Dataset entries
-=-=-=-=-

PR #6337, opened 2026-08-27
Fix typo in git-lfs-prune man page

ssgelm:
Super simple typo fix on the `git-lfs-prune` man page that was flagged by Debian tooling. `exceution` -> `execution`


chrisd8088 (approved):
Thanks very much for the correction!

I'll merge this PR soon as soon as I get the fixes for the issues I bumped into during the recent release merged first.  (To be clear, though, that's only for the sake of my own future reference and not an actual dependency of any kind between the two PRs.)

PR #462, opened 2015-07-28
Begin work on client library

zenhack:
This isn't ready to merge, but I'm worried about forgetting about it, so I want a pr out for it. Feel free to comment on the general design, but no rush.


henn:
Thank you for your code! This functionality is being incorporated as #498.

Would appreciate any comments there!

PR #468, opened 2015-08-03
flesh out API documentation

zenhack:
Everything in rest_api.md is filled out now. There's still some more to do --- I'd like to get rid of the function names, and apidesc.md is still there and pretty much unchanged (i.e. very bitrotted), but I think this is a good self-contained change.

This builds on top of #455, so that should be merged first.

### DIFF
--- a/docs/rest_api.md
+++ b/docs/rest_api.md
@@ -351,6 +351,43 @@ Possible Errors:
     * networks
     * headnodes
 
+### project_connect_node
+
+`POST /project/<project>/connect_node`
+
+Request body:
+
+    {
+        "node": <node>
+    }
+
+Reserve the node named `<node>` for use by `<project>`. The node must be
+free.
+
+Possible errors:
+
+* 404, if the node or project does not exist.
+* 409, if the node is not free.
+
+### project_detach_node
+
+`POST /project/<project>/detach_node`
+
+    {
+        "node": <node>
+    }
+
+Return `<node>` to the free pool. `<node>` must belong to the project
+`<project>`. It must not be attached to any networks, or have any
+pending network actions.
+
+Possible errors:
+
+* 404, if `<node>` or `<project>` does not exist, or `<node>` does not
+  belong to `<project>`.
+* 409, if the node is attached to any networks, or has pending network
+  actions.
+
 ### list_projects
 
 `GET /projects`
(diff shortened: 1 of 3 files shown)


haas/api.py
```diff
@@ -602,20 +712,26 @@ def port_connect_nic(port, node, nic):
...
     """
     db = model.Session()
 
-    port = _must_find(db, model.Port, port)
+    switch = _must_find(db, model.Switch, switch)
+    port = _must_find_n(db, switch, model.Port, port)
 
     if port.nic is None:
         raise NotFoundError(port.label + " not attached")
+    if port.nic.owner.project is not None:
```
henn: I can envision scenarios where one might want to change the switch port of an allocated node. For instance, if a port/cable is dead, it could be moved over to another open port.

zenhack: This seemed simpler than enumerating all of the things you need to check if the node is in use. It's also more consistent with the way the rest of HaaS does things. At a minimum, you'd have to make sure there aren't any networks connected (or if you wanted to do the migration transparently, know to reconnect them somehow after the move. That sounds complex). I don't think it's worth it. @gsilvis?

docs/rest_api.md
```diff
@@ -1,8 +1,63 @@
+This file documents the HaaS REST API in detail.
+
+# How to read
+
+Each possible API call had a entry below containing:
```
henn: s/had/has/

zenhack: Quoting henn (2015-08-18 16:36:23)

>    s/had/has/

And further more `s/had a/has an/`. Fixed.

docs/rest_api.md
```diff
@@ -131,59 +230,376 @@ Possible Errors:
...
+        "base_img": <base_img>
+    }
+
+Create a headnode owned by project `<project>`, cloned from base image
+`<base_img>`. `<base_img>` must be one of the installed base images.
+
+Possible errors:
+
+* 409, if a headnode named `<headnode>` already exists
+* 404, if the project does not exist.
```
gsilvis: 404, if the `<base_img>` does not exist

gsilvis:
Suggestion: We can point out that any API call will fail with 404 if you reference a non-existent resource in a non-creation API call.

gsilvis:
+1

lokI8:
Looks good. Thanks for the documentation Ian =) +1

Issue #453, opened 2015-07-10
There needs to be a 'list_networks' command


gsilvis:
The exact semantics are up to debate, but there really should be /something/.  As it is, there's no way of finding the information out, so I'm calling this a bug.

zenhack:
Quoting George Silvis, III (2015-07-10 15:49:03)

>    The exact semantics are up to debate, but there really should be
>    /something/. As it is, there's no way of finding the information out,
>    so I'm calling this a bug.

Yeah, I hit this earlier today. Would also be nice to be able to query 
what a (h)nic is attached to.

-Ian

lokI8:
Or a physical nic. Would be nice to tell if one of the networks got detached from one of my nodes without going into the switch.

zenhack:
Quoting Jonathan Bell (2015-07-15 14:36:59)

>    Or a physical nic. Would be nice to tell if one of the networks got
>    detached from one of my nodes without going into the switch.

I had been thinking in terms of a user figuring out what's connected to 
what network, but yeah, it would also be useful for administrators to be 
able to query what's attached physically.

henn:
I just hit this- if you want to disconnect a NIC from some existing network, you have to know which network it is currently connected to satisfy `node_detach_network`. There is currently no way to do this without peeking in the DB or listing all of a project's networks and trying each possible one.

What do folks think about adding this information to `show_node`?

Instead of:

    $ haas show_node foo
    {"nics": [{"macaddr": "UNKNOWN", "label": "eth0"}], "name": "foo", "free": false}
we could have

    $ haas show_node foo
    {"nics": [{"macaddr": "UNKNOWN", "label": "eth0", "networks": [{"pxe", "vlan/native"}]}], "name": "foo", "free": false}

zenhack:
Quoting henn (2015-07-23 01:20:33)

>    What do folks think about adding this information to show_node?
> 
>    Instead of:
> $ haas show_node foo
> {"nics": [{"macaddr": "UNKNOWN", "label": "eth0"}], "name": "foo", "free": false
> }
> 
>    we could have
> $ haas show_node foo
> {"nics": [{"macaddr": "UNKNOWN", "label": "eth0", "networks": [{"pxe", "vlan/nat
> ive"}]}], "name": "foo", "free": false}

This looks pretty reasonable to me (except of course the fact that 
you've got a syntax error :P).

-Ian

henn:
[...]

PR #469, opened 2015-08-03
Add network info to show_node and add documentation for REST API

zenhack:
This modifies the show_node api call as suggested by @henn's comments in #453.


zenhack:
This includes #455 and #468, so those should be merged first.

haas/api.py
```diff
@@ -822,6 +813,9 @@ def show_node(nodename):
         'free': node.project_id is None,
         'nics': [{'label': n.label,
                   'macaddr': n.mac_addr,
+                  'networks': dict([(attachment.channel,
```
henn: For human parsing, it might be helpful to return everything sorted.

zenhack: It's a dictionary --- it's inherently unordered.

henn: I was thinking of something like https://stackoverflow.com/questions/9001509/how-can-i-sort-a-dictionary-by-key

zenhack: So I played around with this and it impircally seems to work, but I have a strong objection to this: There's nothing in the json module's interface that says it respects the ordering, and it isn't required to --- json objects are unordered. We'd be relying on undocumented implementation details, and we should *never* do that.

henn: I understand it's not required to. As a human interactive user, it's just easier for me to work with a list that is sorted; especially in operations where I think something is connected a certain way and I just want to verify that.

henn: Looks like [json.dump()](https://docs.python.org/2.7/library/json.html#json.dump) supports this with `sort_keys=True`!

zenhack:
@henn, I've addressed your comment.

henn:
:+1: (which is `:+1:`)

zenhack:
@henn, we decided to leave the waiting on reviewer label on a pr even after adding the waiting on +2 (the reasoning being that github doesn't give you a logical or, so removing it makes searching for things that need review more annoying). Just fyi.

gsilvis:
We definitely want to merge something like this, I think... but it has merge conflicts, and the diff looks MUCH larger than it needs to be.  I think one of the other PRs this depended on got changed somehow, so this'll take some untangling.

henn:
This works was picked up in #537. Thank you for your contribution!

PR #477, opened 2015-08-12
Add additional startup code required by #455

zenhack:
We weren't loading extensions (or calling our sanity-check routines), so
calling populate() in `haas init_db` was throwing an exception.

Since we obviously need some tests for basic stuff like this, this patch
adds a few that try to verify that the server-side commands work
correctly.

### DIFF
--- a/haas/cli.py
+++ b/haas/cli.py
@@ -13,7 +13,7 @@
 # governing permissions and limitations under the License.
 
 """This module implements the HaaS command line tool."""
-from haas import config
+from haas import config, server
 from haas.config import cfg
 
 import inspect
@@ -108,14 +108,7 @@ def serve(port):
     # We need to import api here so that the functions within it get registered
     # (via `rest_call`), though we don't use it directly:
     from haas import model, api, rest
-    model.init_db()
-    # Stop all orphan console logging processes on startup
-    db = model.Session()
-    nodes = db.query(model.Node).all()
-    for node in nodes:
-        node.stop_console()
-        node.delete_console()
-    # Start server
+    server.api_server_init()
     rest.serve(port, debug=debug)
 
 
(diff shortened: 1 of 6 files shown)


haas/cli.py
```diff
@@ -136,6 +131,8 @@ def serve_networks():
 def init_db():
     """Initialize the database"""
     from haas import model
+    server.register_drivers()
```
henn: Should we just call server.api_server_init() and add a `stop_consoles=True` default which gets overridden here?

haas/cli.py
```diff
@@ -124,6 +117,8 @@ def serve_networks():
     """Start the HaaS networking server"""
     from haas import model, deferred
     from time import sleep
+    server.register_drivers()
```
henn: Should we just call server.api_server_init() and add a stop_consoles=True default which gets overridden here?

henn:
Other than my comments, looks good.

Have you run the full deployment tests with this?

haas/cli.py
zenhack: Might be reasonable --- we could also pass through the create parameter to the init_db function, which would let us use it everywhere (and maybe rename it to just server_init, since it would no longer only work in the api server).

@gsilvis, what do you think?

zenhack:
Re: tests, the cli module previously had *zero* test coverage --- the deployment tests don't interact with any of the code modified by this patch (nor do any of the other tests, save the ones introduced in this patch).

zenhack:
I made the change to `api_server_init` that @henn suggested. I've also merged in the stuff on #478, since I needed 668b3d9; This may complicate the order in which to merge these, since now this pr has commits on either side of that, but at least it's linear...

henn:
+1

gsilvis:
+1 and merging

-=-=-=-=-

PROBLEM TO WORK ON —
Among the lines above, return each one holding the string "True".

ANSWER FOR THE TASK —
henn: Looks like [json.dump()](https://docs.python.org/2.7/library/json.html#json.dump) supports this with `sort_keys=True`!
henn: Should we just call server.api_server_init() and add a `stop_consoles=True` default which gets overridden here?
henn: Should we just call server.api_server_init() and add a stop_consoles=True default which gets overridden here?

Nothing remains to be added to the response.